- _DIRECTIONS_
Only one stretch of the data below is wanted: the lines from the one with "### Description" through the one with "(diff shortened: 1 of 4 files shown)", repeated exactly.

- _TASK DATA_

____

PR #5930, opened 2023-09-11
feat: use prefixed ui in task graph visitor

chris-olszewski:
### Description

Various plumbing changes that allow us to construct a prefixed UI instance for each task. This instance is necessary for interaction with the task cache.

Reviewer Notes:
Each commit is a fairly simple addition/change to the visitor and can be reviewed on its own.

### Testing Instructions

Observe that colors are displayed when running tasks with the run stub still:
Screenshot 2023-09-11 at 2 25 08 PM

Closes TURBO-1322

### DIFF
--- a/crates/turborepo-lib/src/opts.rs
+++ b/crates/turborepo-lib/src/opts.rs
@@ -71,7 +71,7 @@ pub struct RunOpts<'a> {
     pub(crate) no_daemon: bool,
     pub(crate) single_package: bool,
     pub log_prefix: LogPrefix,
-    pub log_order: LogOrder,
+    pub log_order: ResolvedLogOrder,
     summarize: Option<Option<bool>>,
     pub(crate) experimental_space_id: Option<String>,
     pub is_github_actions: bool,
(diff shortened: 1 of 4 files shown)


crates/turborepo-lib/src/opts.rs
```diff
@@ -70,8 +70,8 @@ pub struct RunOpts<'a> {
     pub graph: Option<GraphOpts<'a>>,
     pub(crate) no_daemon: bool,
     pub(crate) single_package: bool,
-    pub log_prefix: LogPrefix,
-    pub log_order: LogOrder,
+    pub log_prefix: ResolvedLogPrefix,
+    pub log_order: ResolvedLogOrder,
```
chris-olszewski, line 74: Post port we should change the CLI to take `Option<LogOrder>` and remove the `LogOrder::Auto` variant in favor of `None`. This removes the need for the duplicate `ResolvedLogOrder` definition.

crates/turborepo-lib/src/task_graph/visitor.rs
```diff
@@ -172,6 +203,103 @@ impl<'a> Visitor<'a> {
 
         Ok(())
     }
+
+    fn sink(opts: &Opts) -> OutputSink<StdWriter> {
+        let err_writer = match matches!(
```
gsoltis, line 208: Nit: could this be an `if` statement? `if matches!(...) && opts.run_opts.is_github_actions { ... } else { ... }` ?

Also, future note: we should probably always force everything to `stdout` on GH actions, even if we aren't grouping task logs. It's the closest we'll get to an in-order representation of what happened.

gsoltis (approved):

____

- _YOUR SOLUTION_
### Description

Various plumbing changes that allow us to construct a prefixed UI instance for each task. This instance is necessary for interaction with the task cache.

Reviewer Notes:
Each commit is a fairly simple addition/change to the visitor and can be reviewed on its own.

### Testing Instructions

Observe that colors are displayed when running tasks with the run stub still:
Screenshot 2023-09-11 at 2 25 08 PM

Closes TURBO-1322

### DIFF
--- a/crates/turborepo-lib/src/opts.rs
+++ b/crates/turborepo-lib/src/opts.rs
@@ -71,7 +71,7 @@ pub struct RunOpts<'a> {
     pub(crate) no_daemon: bool,
     pub(crate) single_package: bool,
     pub log_prefix: LogPrefix,
-    pub log_order: LogOrder,
+    pub log_order: ResolvedLogOrder,
     summarize: Option<Option<bool>>,
     pub(crate) experimental_space_id: Option<String>,
     pub is_github_actions: bool,
(diff shortened: 1 of 4 files shown)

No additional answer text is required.